The latest rage is HIIT, high intensity interval training — 30 to 60 seconds of intense exercise followed by a recovery period of easier activity, repeated for a total of about 20 minutes three times a week. HIIT increases the body’s ability to use oxygen efficiently, a good indicator of cardiovascular fitness, and the same for insulin – increases that can occur after as little as two weeks of training. High-intensity exercise has also been shown more effective for patients with conditions like arthritis and heart disease. Another intense possibility is the “exercise snack:” one minute of “brisk” walking followed by one minute of strolling, repeated six times for a total of 12 minutes done three times a day. I try to imagine doing this: with a shower after each snack?
Shortest of all is the “Scientific 7-Minute Workout,” which equals “a long run and a visit to the weight room,” according to New York Times’ Reynolds. The 12 positions use body weight, a chair and a wall, and include jumping jacks, lunges, side planks and others. They should be performed in rapid succession, with 30 seconds for each – again the key is intensity: “at about an 8 on a discomfort scale of 10,” with a 10-second rest between exercises, according to Chris Jordan, one of the workout’s developers. With frequency recommendations unclear, I worry that the workout should be done every day.
Intense and uncomfortable can be challenging. During an echocardiogram, I was put on an increasingly steep and fast treadmill until I could go no longer: my daily aerobic choices are nowhere near that intensity. The closest might be spinning class, which gets the blood vessels pulsating in my forehead but is so unpleasant it’s hard to consider doing more than a few times a year. And running, with my knees? Finally, I wonder how well short and intense deals with my pasta and ice cream requirement?

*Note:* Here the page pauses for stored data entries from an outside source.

PR #5490, opened 2026-09-08
Demo: GHC plugin for working with typeclass graphs

B-rando1:
This PR shows the plugin I developed to track typeclass dependencies in GOOL. This is useful so that I can more easily determine the best order for removing typeclass dependencies, which is necessary for #5328. I'm making this PR because I'm not sure what I should do with it, now that it works for my current needs.

I'll start by describing the current workflow: if you run `make gool_build`, it'll build and run the plugin while building GOOL like normal. That'll generate `facts.pl` in the drasil-gool directory. Because the plugin appends to the file (needed since the plugin runs per-module), you should empty/delete `facts.pl` if you re-compile GOOL. `facts.pl` has two relations on typeclasses: `base(A)` says that `A` references TypeData in its method signatures, and `parent(X, Y)` means that `Y` is a constraint on `X`.

`make_graph.pl` reads `facts.pl` and uses it to build and output the graph. You can run `swipl drasil-gool/make_graph.pl` and then run `write_graphviz('drasil-gool/graph.dot')`. to generate the graphviz file, then `dot -Tsvg drasil-gool/graph.dot -o drasil-gool/graph.svg` to export to svg.

I showed this to @balacij on Friday, and he suggested that we might want to replace some of our other meta-analysis tools with something like this. If we want to do that, though, there are a few aspects of this approach that could probably be improved:
- The use of Prolog: Prolog is really nice for quickly and easily processing the output of the plugin, but it's another dependency for our CI if we want to use it there.
- Because it's a GHC plugin, running it requires building Drasil (or at least parts of it).

In theory, it should be possible to write a separate Haskell script that achieves the same functionality as this, using our generated `.HIE` files instead of the GHC compiler. This would remove both of the main downsides of the current approach, by keeping everything in a separate Haskell file. If we want to do more meta-analysis on Drasil using this approach, then it's probably worth me taking the time to figure out the API for working with `.HIE` files.

Alternatively, we could leave the plugin as-is, since it works for my current needs. We can put the plugin in my personal Drasil folder, and leave the other file changes for me to set locally whenever I need to run it.


People/Brandon-Bosman/typeclass-graph-plugin/src/TypeclassGraphPlugin.hs
```diff
@@ -0,0 +1,70 @@
...
+  :: [CommandLineOption]
+  -> ModSummary
+  -> TcGblEnv
+  -> TcM TcGblEnv
+inspectClasses _ _ gblEnv = do
+  let classes = typeEnvClasses $ tcg_type_env gblEnv
+      classGraph = map (\cls -> (cls, superClasses cls)) classes
+      baseClasses = filter (classDependsOnTyConName "TypeData") classes
+      output = (unlines ((map printNode classGraph) ++ (map printBaseNode baseClasses)))
+  liftIO $ appendFile ("./facts.pl") output
```
balacij: It looks like the CI failed due to a race condition caused by this line (`appendFile`, specifically) and `-j2`. I often use `-j6` locally. I'm not sure how much `-j2` vs `-j1` helps the CIs speed -- that might be worth measuring and seeing if `-j1` would be a fine quick-fix.

Another quick-fix is to split this up into many files (e.g., `facts/<MODULE>/<CLASS>.hs` that we merge later.

B-rando1: Right, makes sense. Another reason that using the HIE files is probably a better way to do this.

balacij: It'd be a shame to delete this code on that basis, however. Since your needs of this code are satisfied, maybe we can remove the `package.yaml` changes from GOOL and move the Prolog code to your folder? Easy path to merging this code. That is, unless you wanted to invest the time into working the HIE files.

B-rando1: Hmm, maybe that's a good option for now. I am planning to look into the HIE files at some point, but it would be nice to have a more flexible deadline for that.

balacij (approved):

B-rando1:
@JacquesCarette could you take a look at this when you get a chance? It would be helpful to have on the main branch so that I can easily rerun the analysis when I make changes.

JacquesCarette (approved):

Another recent addition to the exercise equation: drinking 200 mg. of caffeine – a 12-ounce coffee or 32 ounce-tea, which sounds like too much caffeine for me – 15 minutes before a workout may help spur you on, because “caffeine causes muscles to release more calcium, which cues muscle fibers to contract with added force [so you] get this surge of I-can-do-it energy,” according to SELF magazine. Caffeine may also “dull signals from neurotransmitters in your brain that perceive pain,” Mark Tarnopolsky, M.D. at McMaster University told SELF.
Finally, whatever exercise you choose, the latest advice is to spend less time sitting — which has been shown to change the neurons that regulate blood pressure, effectively remodeling the brain — as in “sitting is the new smoking.” (See MyLittleBird July 28, “Don’t Just Sit There.”)
For now, I’m trying to include intensity, a minute or two here and there, in my otherwise non-intense preferred activities — when I remember.
–Mary Carpenter
*adapted from research data from Medicine and Science in Sports and Exercise, the journal of the American College of Sports Medicine.